- [GOAL OF THE EXERCISE] Return each line of the listing exactly as written.
=== DATA SUPPLIED ===
PR #452, opened 2021-08-11
Bit 65 subscription log

isabella618033:
When it is not in debug mode, logging all messages with level != DEBUG.


unconst (approved):
Nice catch!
===
- [EXERCISE RESPONSE]
PR #452, opened 2021-08-11
Bit 65 subscription log

isabella618033:
When it is not in debug mode, logging all messages with level != DEBUG.


unconst (approved):
Nice catch!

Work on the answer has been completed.